Saudi Arabia blamed the United States and other allies for failing to support Mr. Mubarak in 2011 when Egyptians took to the street provoking his ouster. But their criticism was mostly in private, and low-key. Even after the Muslim Brotherhood-backed government of Mr. Morsi was elected, the kingdom responded quickly to keep the treasury solvent with a substantial $5 billion in aid.
By July 10, one week after the military takeover, the Saudis had put together a package of aid totaling $12 billion: $5 billion from the kingdom, $3 billion from the United Arab Emirates and $4 billion from Kuwait.
Unlike American aid, much of the Saudi assistance goes directly into Egyptian coffers with no strings attached. Much of it is cash transferred directly to the Egyptian Central Bank, with the rest grants of free or subsidized oil products, which free an equivalent amount of money for Egypt to budget as it wishes.
By contrast, American and European governments have insisted — often for legal reasons under their own laws — that aid is monitored and often channeled through nongovernmental relief groups.

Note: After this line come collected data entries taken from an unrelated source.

PR #1317, opened 2019-06-23
[NETBEANS-1696] PHP 7.4 Support

junichi11:
https://issues.apache.org/jira/browse/NETBEANS-1696

## Numeric Literal Separator
See https://wiki.php.net/rfc/numeric_literal_separator

- Fix ASTPHP5Scanner.flex and PhpColoringScanner.flex
- Add unit tests
- Fix PHP74UnhandledError

nb-php7 4-numeric-literal-separator
nb-php7 4-numeric-literal-separator-error

## New custom object serialization mechanism
See https://wiki.php.net/rfc/custom_object_serialization

- Add `__serialize()` and `__unserialize(array $data)` magic methods
- Add/Fix unit tests
- Didn't check the version but we should be able to do that easily if needed


tmysik:
@junichi11 

> Didn't check the version but we should be able to do that easily if needed

What you mean exactly?

tmysik:
@junichi11 

Maybe try to add test for e.g. `11_22` (`Use cases to avoid` in [docs](https://wiki.php.net/rfc/numeric_literal_separator))? If I understand it correctly, it is valid (it should be avoided but still, it is not a syntax error). Am I right? Thanks.

junichi11:
> What you mean exactly?

It means that `__serialize()` and `__unserialize()` are always available although they are available since PHP 7.4. i.e. The two methods are added without checking the PhpVersion.

https://github.com/apache/netbeans/blob/71b02dbfeabb0db923400cab33d5ef1d3c740dba/php/php.editor/src/org/netbeans/modules/php/editor/elements/MethodElementImpl.java#L95-L98


> Maybe try to add test for e.g. `11_22` (`Use cases to avoid` in [docs](https://wiki.php.net/rfc/numeric_literal_separator))? If I understand it correctly, it is valid (it should be avoided but still, it is not a syntax error). Am I right? 

It means this, right?
```php
// don't do this:
$phoneNumber = 345_6789;
$creditCard = 231_6547_9081_2543;
$socialSecurity = 111_11_1111;
```
Yes, you are right. These numbers are not syntax errors.
I'll add numbers added the separator(_) randomly to the test file later.
e.g. 
```php
12345_6_7_89_0;
1_23_456_7_89.8_8_888_88;
0x1_234_ABCD;
0b0_1_0111_11;
012_3_456;
```
Thanks for the heads up :) Maybe, I'll push tomorrow.

tmysik:
@junichi11 

> It means that `__serialize()` and `__unserialize()` are always available although they are available since PHP 7.4. i.e. The two methods are added without checking the PhpVersion.

Totally OK, in the code base, we always support the latest PHP runtime (and provide detailed info in PhpDoc and/or error hints).

> It means this, right?

Yes, exactly.
(In fact, I would expect that only "grouping numbers by 3" will be possible but apparently it is not.)

Thanks!

junichi11:
@tmysik Fixed. Thanks!

tmysik:
@junichi11 Great, thank you!

PR #1318, opened 2019-06-23
Travis, run ide modules tests

blackleg:
Change Travis config to run ide modules tests that are working currently.


JaroslavTulach:
I am always glad to see more tests! This change looks amazing. Moreover the new job with tests runs just 13 min!

PR #1319, opened 2019-06-23
Partial Reparse without nb-javac

jlahoda:
This patch attempts to add partial reparse (i.e. when the user types into the editor, inside a single method only, reparse and re-attribute only that given method, not the whole file), which (should) speed up many features significantly. The partial reparse is used when nb-javac is installed, but the goal here is to add it also when nb-javac is not use/available.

There is a strong rivalry between Saudi Arabia and other Persian Gulf allies of the Egyptian military, on the one hand, and Qatar and Turkey, on the other, both of which are big supporters of the Muslim Brotherhood. Qatar has often outspent even the Saudis in pursuit of its foreign policy goals, and has put much of its money into Arab Spring causes like battling governments in Libya and Syria.

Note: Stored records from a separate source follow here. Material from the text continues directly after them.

PR #1323, opened 2019-06-25
[NETBEANS-2745]:Fixed Convert Switch to Switch-Expression hint for default case without break

arusinha:
…fault case without break

The PR is bug fix for PR#1193 (https://issues.apache.org/jira/browse/NETBEANS-2349) which is part of NB-11.1 release

Convert old switch statement to switch expression in following case:

Old code:  (Assign same variable in every case with one statement)

int x = 5;
String str = "foo";
switch (str)

{ case 1: str = "bar";break; case 2: str = "baz";break; default: str = "zuq" }

 

expected fix:

int x = 5;
String s = switch (str)

{ case 1 -> "bar"; case 2 -> "baz"; default -> "zuq"; }

But the hint is disabled in above scenario.

### DIFF
--- a/java/java.hints/src/org/netbeans/modules/java/hints/errors/Utilities.java
+++ b/java/java.hints/src/org/netbeans/modules/java/hints/errors/Utilities.java
@@ -3114,7 +3114,11 @@ public class Utilities {
     public static boolean isCompatibleWithSwitchExpression(SwitchTree st) {
         boolean firstCase = true;
         Name leftTreeName = null;
-        for (CaseTree ct : st.getCases()) {
+        int caseCount = 0;
+        List<? extends CaseTree> cases = st.getCases();
+
+        for (CaseTree ct : cases) {
+            caseCount++;
             List<StatementTree> statements = new ArrayList<>(ct.getStatements());
             switch (statements.size()) {
                 case 0:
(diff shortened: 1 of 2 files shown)


java/java.hints/test/unit/src/org/netbeans/modules/java/hints/jdk/ConvertSwitchToRuleSwitchTest.java
```diff
@@ -525,7 +525,65 @@ public void testSwitch2SwitchExpressionMultiCase() throws Exception {
                               "     }\n" +
                               "}\n");
     }
-
+     public void testSwitch2SwitchExpressionMultiCase2() throws Exception {
```
junichi11: 5 whitespaces

java/java.hints/test/unit/src/org/netbeans/modules/java/hints/jdk/ConvertSwitchToRuleSwitchTest.java
```diff
@@ -525,7 +525,65 @@ public void testSwitch2SwitchExpressionMultiCase() throws Exception {
...
+                              "         String result;\n" +
+                              "         result = switch (p) {\n" +
+                              "             case 1, 2 -> \"2\";\n" +
+                              "             case 3 -> \"3\";\n" +
+                              "             default -> \"default\";\n" +
+                              "         };\n" +
+                              "     }\n" +
+                              "}\n");
+    }
+public void testSwitch2SwitchExpressionOnlyDefault() throws Exception {
```
junichi11: Missing indentation?

java/java.hints/src/org/netbeans/modules/java/hints/errors/Utilities.java
```diff
@@ -3114,16 +3114,29 @@ public Void visitClass(ClassTree node, Void p) {
...
+                        StatementTree statementTree = statements.get(0);
+                        JCTree.JCExpressionStatement jceTree = (JCTree.JCExpressionStatement) statementTree;
+                        if (!(jceTree.expr instanceof JCTree.JCAssign)) {
+                            return false;
+                        }
+                        JCTree.JCAssign assignTree = (JCTree.JCAssign) jceTree.expr;
+                       if (firstCase || leftTreeName != null && leftTreeName.contentEquals(((JCTree.JCIdent) assignTree.lhs).name)) {
+                            break;
+                        } 
+                       else return false;
```
junichi11: Maybe, we should use `{}` and should format the `if` statement.

java/java.hints/test/unit/src/org/netbeans/modules/java/hints/jdk/ConvertSwitchToRuleSwitchTest.java
arusinha: had corrected the same in recent commit.

java/java.hints/src/org/netbeans/modules/java/hints/errors/Utilities.java
arusinha: had corrected the same in recent commit.

ApolloLV:
You appear to have used NETBEANS-2475, which is an unrelated bug report in JIRA.

arusinha:
Thanks @ApolloLV , I had corrected the commit message now

java/java.hints/src/org/netbeans/modules/java/hints/errors/Utilities.java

The Saudis, on the other hand, have championed shoring up the established order, which in Egypt is represented by the generals.
“The Saudis feel they need to create a diplomatic and economic bloc to support Egypt, or it will collapse,” said Hussein al-Shobokshy, a Jeddah-based Saudi columnist who often writes on Egyptian-Saudi relations. “Prince Faisal is taking the pole in championing the cause right now; he is carrying the banner for Egypt,” he said.
Anwar Majid Eshki, the chairman of the Middle East Center for Strategic and Legal Studies, a Saudi-based research center, said Saudi officials were buoyed by what they perceived as Prince Faisal’s success in France. “We are getting that message out to the friends of Saudi Arabia, in Europe and the United States, this is our assessment of the situation,” he said.
Over the weekend, however, the European Union officially condemned the violence and blamed the military regime for doing little to stop it.
Ordinary Egyptians have long had something of a love-hate relationship with Saudi Arabia. Some 1.5 million to 2 million Egyptian guest workers are employed there, but many come back soured by the experience.
Last year, rioting outside their Cairo embassy forced the Saudis to close it; protesters were angry at the decision to sentence an Egyptian human rights lawyer, Ahmed al-Gezawi, to prison and 300 lashes. The Saudis claim he was a drug smuggler; Mr. Gezawi’s supporters say his lawsuit against King Abdullah, challenging human rights violations against Egyptian guest workers, was the cause of the prosecution.
Now, however, on the issue of financial aid, at least among the sizable anti-Muslim Brotherhood camp, there is plenty of applause for the Saudi stance. “I would lick the floor rather than take that aid from America,” said Mahmoud Salama, a businessman in Cairo and a recent returnee from Australia.
“I don’t agree with many things in Saudi Arabia, but the Saudis know that Egypt is their back, their biggest neighbor, and that they should support us when we need support.”